EXERCISE OBJECTIVE: Read the data below line by line and copy each one with "loginUser" in it.

───── RECORDS FOR THIS EXERCISE ─────

PR #1508, opened 2021-04-14
MEN-4503: track the campaign parameter in the sign up page

tranchitella:
Changelog: none

### DIFF
--- a/src/js/components/user-management/signup.js
+++ b/src/js/components/user-management/signup.js
@@ -16,7 +16,7 @@ import { OAuth2Providers } from './oauth2providers';
 
 const cookies = new Cookies();
 
-export const Signup = ({ createOrganizationTrial, currentUserId, loginUser, setFirstLoginAfterSignup, recaptchaSiteKey, setSnackbar }) => {
+export const Signup = ({ createOrganizationTrial, currentUserId, loginUser, setFirstLoginAfterSignup, recaptchaSiteKey, setSnackbar, match }) => {
   const [step, setStep] = useState(1);
   const [email, setEmail] = useState('');
   const [loading, setLoading] = useState(false);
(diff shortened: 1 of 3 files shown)


tranchitella:
Depends on: https://github.com/mendersoftware/tenantadm/pull/276

tranchitella:
@mzedel I have no idea why unit tests are failing in components I haven't touched. Ideas?

mzedel:
yep, they weren't touched for a while, but fail suddenly consistently on Gitlab (while passing locally)... https://github.com/mendersoftware/gui/pull/1507 tries to fix this, but the underlying reason is still a mystery to me...

tranchitella:
@mzedel shall we ignore that specific failure? the PR is ready-for review, my change here is minimal.

src/js/components/user-management/signup.js
```diff
@@ -27,6 +27,7 @@ export const Signup = ({ createOrganizationTrial, currentUserId, loginUser, setF
   const [organization, setOrganization] = useState('');
   const [tos, setTos] = useState(false);
   const [redirectOnLogin, setRedirectOnLogin] = useState(false);
+  const campaign = match?.params?.campaign;
```
mzedel, line 30: `match` and `params` should always be defined, due to the router wrapping the `Signup` component - but these conditions won't hurt anyone 🙂

mzedel (approved):

src/js/components/user-management/signup.js
tranchitella: @mzedel they are not in unit tests, though... can I fix it somehow?

src/js/components/user-management/signup.test.js
```diff
@@ -19,7 +19,7 @@ describe('Signup Component', () => {
     const { baseElement } = render(
       <MemoryRouter>
         <Provider store={store}>
-          <Signup location={{ state: { from: '' } }} />
+          <Signup location={{ state: { from: '' }, match: { params: { campaign: '' } } }} />
```
mzedel, line 22: @tranchitella the location is a misleading copy&paste remnant from the login component test
```suggestion
          <Signup match={{ params: { campaign: '' } }} />
```
should work & allow the access to the match without conditions

tranchitella: Thanks!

─────

RESPONSE TO THE TASK:
-export const Signup = ({ createOrganizationTrial, currentUserId, loginUser, setFirstLoginAfterSignup, recaptchaSiteKey, setSnackbar }) => {
+export const Signup = ({ createOrganizationTrial, currentUserId, loginUser, setFirstLoginAfterSignup, recaptchaSiteKey, setSnackbar, match }) => {
@@ -27,6 +27,7 @@ export const Signup = ({ createOrganizationTrial, currentUserId, loginUser, setF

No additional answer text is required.